Chris, I am perfectly happy to let the Presuppositionalist have his view if that is what he wants. No church has given me the right to call holding that view sinful. I don't agree with it, and I think that it has certain utterly weak tenets, but that's not my business. I have pointed them out enough times, but we do not live in a time when these things seem as substantial as they really are. 

Ignoring facts and sound arguments is not the right kind of argument to take to convince me.


> With regard to the issue of Classical and Evidential apologetics being sinful, one of the main reasons myself and others (such as Paul and Craig) find them to be so is because they inherently debase God from His rightful position as the final authority and source that can appeal to nothing else. That is because both of those apologetics presume that in order to biblically defend the faith, we actually have neutral ground with the unbeliever on which God can be put "in the dock," and that His existence can be confirmed by--and thus tested by--autonomous human reason and empirical evidence. Doing so, however, places those things on a higher level of reliability than God Himself by saying that they can be rightfully used to confirm and test His existence. Scripture tells us, on the other hand, that "he had no one greater by whom to swear" (Heb. 16:3), not even logical or empirical evidence, which only make sense as expressions of His character.
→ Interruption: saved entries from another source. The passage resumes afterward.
PR #2174, opened 2018-05-24
Updates to n acl burn-in

cdcapano:
This changes the `n_acl` burn-in function to do the following:

 1. Only the second half of the chain is used to compute ACL.
 2. If the number of iterations in the second half is > `n_acl * ACL`, then the sampler is considered burned in at the half way point.

The default `n_acl` is set to 25. If 200 walkers are used, with a desired number of independent samples of 5000, then this means the job will complete as soon as this burn-in test passes. This method seems to work best for `ecmee_pt`.

The way the ACL is computed is not changed. This PR supersedes #2169, which did something similar, but also switched to using the mean of ACLs instead of the ACL of the mean chain. Calculating ACL that way does not seem to work with `emcee_pt`, as the ACL was severely underestimated.

This also causes `BurnIn.update` to ignore what burn-in-iteration were previously saved in the file, as that was problematic for this test.

Depends on #2168; putting on hold until that is merged.

### DIFF
--- a/bin/inference/pycbc_inference
+++ b/bin/inference/pycbc_inference
@@ -119,7 +119,7 @@ parser.add_argument("--checkpoint-fast", action="store_true",
 parser.add_argument("--acl-interval", type=int, default=None,
                     help="Specify the interval on which to calculate ACL and "
                          "burn-in. If not provided, will use the "
-                         "checkpoint-interval. This is doubled after 10000 "
+                         "checkpoint-interval. This is doubled after 50000 "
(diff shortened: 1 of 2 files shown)


cdcapano:
@soumide1102 Ok, I've rebased to master.

For the record, I also added an option to this patch that allows you to specify what interval to compute ACLs / burn-in. This is automatically doubled after 50000 iterations, doubled again after 100000, and doubled again after 200000. I found I needed this for excessively long runs, when the acl calculation became the dominant cost.

PR #2185, opened 2018-05-30
Update Dockerfile to use v1.7-8cbd1b7

duncan-brown:
Update the Docker file image to use a lalsuite build that uses hash 8cbd1b7


duncan-brown:
Now redundant as the hash has been updated.

PR #2193, opened 2018-06-08
PyCBC Live: reorganize GraceDB I/O code

titodalcanton:
Several changes related to PyCBC Live and in particular the SingleCoincForGraceDB class.

* Make the class easily reusable by third party scripts as a simpler interface to GraceDB and BAYESTAR. In particular, the calculation of the SNR series is moved away from the `pycbc.io.live` module and into `pycbc_live` itself. The API is also simplified—at least in my opinion ;)
* Add a unit test for the class trying different combinations of detectors.
* Switch from having the event and PSDs in separate XML files to having them all in the same file. A copy of the single XML file is still uploaded as a separate `psd.xml` file, to avoid breaking things in GraceDB and follow-up processes. We can remove that redundant file once the rest of the chain is ready. Note that BAYESTAR is already able to take a single XML file as input (just with a slightly awkward command line).
* Fix an error related to module `six`.

Tested with simulated data and a few combinations of detectors.


bin/pycbc_live
```diff
@@ -77,16 +77,50 @@ class LiveEventManager(object):
...
-            event = SingleCoincForGraceDB(
-                    ifos, coinc_results, data_readers=data_readers,
-                    bank=bank, upload_snr_series=args.upload_snr_series,
-                    followup_ifos=followup_ifos,
-                    gracedb_server=args.gracedb_server)
+
+            event_kwa = {'bank': bank,
+                         'gracedb_server': args.gracedb_server}
+
+            if args.upload_snr_series:
```
ahnitz: Should we still allow it to be optional to upload the snr time series? Perhaps we should just require it and drop all the extra logic?

titodalcanton: I am trying to imagine a weird problem with a future, loud, multidetector event which forces us to disable the SNR time series and just use the trigger point estimates (we know how nature is). In that case however I think it should be BAYESTAR's responsibility to have the option to ignore the SNR series. So yes, I will just make it permanent from the PyCBC side.

PR #2201, opened 2018-06-18
pass down lalsuite hash

ahnitz:


ahnitz:
@duncan-brown How so? The script uses half a dozen variables which are already assumed to be pulled from the travis environment. It doesn't use options for any of them atm.

duncan-brown:
@ahnitz all the parameters (including the ones from the Travis env) that the docker container gets are passed as command line arguments to the script `docker_build_dist.sh`
```
bash /pycbc/tools/docker_build_dist.sh --pycbc-container=${PYCBC_CONTAINER} --pull-request=${TRAVIS_PULL_REQUEST} --commit=${TRAVIS_COMMIT} --secure=${TRAVIS_SECURE_ENV_VARS} --tag=${TRAVIS_TAG}
```
your patch would mix the method. Some would be command line arguments and some would be docker container environment variables. The docker container can't see *any* of the Travis variables, so they all need to be passed down.

ahnitz:
Ok, I see. I thought you were talking about the script that was being edited (i.e. docker build and test). There are too many similarly named scripts...

PR #2204, opened 2018-06-19
Added option to provide a filter string in pycbc_plot_singles_vs_params

tjma12:
This PR allows for custom trigger filtering in `pycbc_plot_singles_vs_params`.

The functionality of the `--min-snr` argument is retained by combining that option with `--filter-string` to make an overall trigger filter.

Code ran successfully when providing `--min-snr 5.` and `--filter-string "(self.snr < 100) & (self.mass1 > 30)"` as individual arguments, one at a time, and with neither provided.


tjma12:
@tdent That's effectively the current behavior. If the user doesn't provide a min-snr that is strictly > 0, the filter string is not constructed. The SNR filter variable is set to None and isn't picked up in the construction of `filter_func`.

tdent:
Yes, but I was thinking a specific numerical default value (0) is unnecessary.  Up to you.

PR #2219, opened 2018-06-27
https url for lalsuite

soumide1102:
The ssh method does not work for everybody, so mentioning the https option also.


ahnitz:
@soumide1102 Why not make it the default?

soumide1102:
@ahnitz Okay, done.

PR #2223, opened 2018-07-05
Add optimal detector functionality to conversions

sfield17:
Allows one to inject optimally oriented signals by adding existing optimal detector code to conversions.py file.

### DIFF
--- a/pycbc/conversions.py
+++ b/pycbc/conversions.py
@@ -626,6 +626,94 @@ def _det_tc(detector_name, ra, dec, tc, ref_frame='geocentric'):
 
 det_tc = numpy.vectorize(_det_tc)
 
+def _detector_to_optimal_orientation(detector_name, tc):
+    """ Low-level function to be called from _optimal_dec_from_detector
+    and _optimal_ra_from_detector"""
+
+    d = Detector(detector_name)
+    ra, dec = d.optimal_orientation(tc)
+
+    return ra, dec
+
+
+def _optimal_dec_from_detector(detector_name, tc):
+    """For a given detector and GPS time, return the optimal orientation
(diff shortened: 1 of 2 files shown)


pycbc/conversions.py
```diff
@@ -626,6 +626,94 @@ def _det_tc(detector_name, ra, dec, tc, ref_frame='geocentric'):
 
 det_tc = numpy.vectorize(_det_tc)
 
+def _detector_to_optimal_orientation(detector_name, tc):
```
cdcapano: Just to be consistent with names in the rest of the module, change `_detector_to_optimal_orientation` to `_optimal_orientation_from_detector`.

pycbc/conversions.py
```diff
@@ -626,6 +626,94 @@ def _det_tc(detector_name, ra, dec, tc, ref_frame='geocentric'):
...
+    Example:
+
+    >>> pycbc_create_injections --config-files params.ini
+    >>> cat params.ini
+
+    [waveform_transforms-ra+dec]
+    name = custom
+    inputs = tc
+    ra = optimal_ra_from_detector("H1",tc)
+    dec = optimal_dec_from_detector("H1",tc)
```
cdcapano: Drop the example text, since that about how to run `pycbc_create_injections` (there is documentation about that in that program's help). Instead, give a definition of what "optimal" means: directly over head of the detector.

pycbc/conversions.py
```diff
@@ -626,6 +626,94 @@ def _det_tc(detector_name, ra, dec, tc, ref_frame='geocentric'):
...
```
cdcapano: Same comment as above.

PR #2226, opened 2018-07-06
add in array_cpu stuff

ahnitz:
This moves some of the hand written array operations over to cython (I'm going through the things that I had already written up to this point).

### DIFF
--- a/pycbc/types/array_cpu.pyx
+++ b/pycbc/types/array_cpu.pyx
@@ -28,10 +28,8 @@ import numpy as _np
 from pycbc.types.array import common_kind, complex128, float64
 from . import aligned as _algn
 from scipy.linalg import blas
-from pycbc.weave import inline
-from pycbc.opt import omp_libs, omp_flags
-from pycbc import WEAVE_FLAGS
 from pycbc.types import real_same_precision_as
+cimport cython, numpy
 
 def zeros(length, dtype=_np.float64):
     return _algn.zeros(length, dtype=dtype)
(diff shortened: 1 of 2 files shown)


pycbc/types/array_cpu.pyx
```diff
@@ -113,27 +84,47 @@ def weighted_inner(self, other, weight):
...
+    
+ctypedef fused COMPLEXTYPE:
+    float complex
+    double complex
+
+def abs_arg_max_complex(numpy.ndarray [COMPLEXTYPE, ndim=1] a):
+    cdef unsigned int xmax = a.shape[0]
+    cdef double mag
+    cdef double magmax = 0
+    cdef unsigned int idx = 0
```
josh-willis: Should `mag` and `magmax` be declared double, or can they also be `REALTYPE`? So that you don't impose a conversion every time you do the comparison if you're using single precision?

ahnitz: Actually, I think I couldn't figure out how to do that, so I went with higher precision. What is happening is that it is generating a kernel for every combination of COMPLEXTYPE, since that is in the interface. It doesn't do so for REALTYPE, unless there were an argument, I think....

ahnitz: Maybe to explain better. It has to know how to resolve fused types based on the signature. It can't really know how to do so for REALTYPE, as it has nothing in the input which could let it decide how to choose which type it should be. We know that we want float with float complex, but there doesn't appear to be a syntax to do this kind of 1-1 matching up.

josh-willis: OK, when Travis finishes  will approve, assuming no errors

If this is what you believe, then that's fine for you. I won't begrudge you your stance, as long as it is allowed a place in the Christian consensus of our day. I will continue to work to show you the utter weakness of this stance, with the eye of taking you along in truth, not with an eye of having to defeat Presuppostionalism. That has already done; it just hasn't been paid attention to. 



> As Paul (Manata) mentioned on the radio, when we're talking with other Christians or preaching from the pulpit, we always treat Christ and His Word as the final authority, as we do in the realm of evangelism. But for some reason, when we shift to the realm of defending the faith as commanded by God through Peter, we elevate autonomous human reason, laws of logic and empirical evidence above God, and thus implicitly praise those things as ultimately more reliable and absolute than Him, which is an idolotrous abomination to His character. It is important to note my use of the word "implicitly," meaning that none of us are claiming that Classicists or Evidentialists are purposefully downgrading God's character and neglecting His revelation of His ultimacy, but we are saying that their methods inherently possess and logically imply such a downgrading and neglect, even though the adherants do not mean to do so, but seek to glorify God. Ignorance, however, has never been a biblical justification for sin, just as one side on the credo-paedo issue is inevitably sinning, though non-intentionally.



Name the Church ruling that makes this pronouncement, or the Church policy that gives you that office. This, by far, is the weakest part of Presuppositionalism. It is clearly unilateral, and without church authority. That says a lot. I too use God's Word as a final authority. Not giving me credit, and supposing to be the judge of such things, is quite an undertaking. Personally, I would not want to be in your shoes come judgment day. Stepping on those who belong to Christ, not to you, is a very serious offence, especially if it is to bolster you own elevation of your view to such a status. 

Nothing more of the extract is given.